* [What is being asked]: Copy out the entries exactly. Print them in full.

* [Records provided]:

PR #1005, opened 2023-03-03
Add event rendering for all platforms, add isInteractive to stream co…

mszostok:
…

## Description

- Add event rendering for all platforms, 
- Add isInteractive to stream context, 
- Fix e2e tests
- Update Prometheus source


mszostok:
FYI: I updated the emojis to be displayed well on all platforms. In the recorded demo you can see that for Teams the ⚠️ was not printed nicely. What's more the update it's not IMO a warning event but more info so I used 💡 :
old:
Screenshot 2023-03-07 at 14 39 48

new:
Screenshot 2023-03-07 at 14 41 31

huseyinbabal:
@mszostok done with product level testing among code level one, will finish review soon
Screen Shot 2023-03-08 at 12 26 41
Screen Shot 2023-03-08 at 12 26 50
Screen Shot 2023-03-08 at 12 26 58
Screen Shot 2023-03-08 at 12 27 03
Screen Shot 2023-03-08 at 12 46 22

pkg/api/source/grpc_adapter.go
```diff
@@ -49,14 +49,24 @@ type (
...
+		//	  out := source.StreamOutput{
+		//	  	Event: make(chan source.Event),
 		//	  }
+		//	  go func() {
+		//	  	out.Event <- source.Event{
+		//	  		Message: api.NewPlaintextMessage("Ticker Event", true),
+		//	  	}
+		//	  }()
+		//	  return out, nil
 		Output chan []byte
```
huseyinbabal, line 70: Is there any reason of still keeping this?

huseyinbabal (approved):
So much things done, thanks 🚀 . There is only one minor comment.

* [Your solution]:
PR #1005, opened 2023-03-03
Add event rendering for all platforms, add isInteractive to stream co…

mszostok:
…

## Description

- Add event rendering for all platforms, 
- Add isInteractive to stream context, 
- Fix e2e tests
- Update Prometheus source


mszostok:
FYI: I updated the emojis to be displayed well on all platforms. In the recorded demo you can see that for Teams the ⚠️ was not printed nicely. What's more the update it's not IMO a warning event but more info so I used 💡 :
old:
Screenshot 2023-03-07 at 14 39 48

new:
Screenshot 2023-03-07 at 14 41 31

huseyinbabal:
@mszostok done with product level testing among code level one, will finish review soon
Screen Shot 2023-03-08 at 12 26 41
Screen Shot 2023-03-08 at 12 26 50
Screen Shot 2023-03-08 at 12 26 58
Screen Shot 2023-03-08 at 12 27 03
Screen Shot 2023-03-08 at 12 46 22

pkg/api/source/grpc_adapter.go
```diff
@@ -49,14 +49,24 @@ type (
...
+		//	  out := source.StreamOutput{
+		//	  	Event: make(chan source.Event),
 		//	  }
+		//	  go func() {
+		//	  	out.Event <- source.Event{
+		//	  		Message: api.NewPlaintextMessage("Ticker Event", true),
+		//	  	}
+		//	  }()
+		//	  return out, nil
 		Output chan []byte
```
huseyinbabal, line 70: Is there any reason of still keeping this?

huseyinbabal (approved):
So much things done, thanks 🚀 . There is only one minor comment.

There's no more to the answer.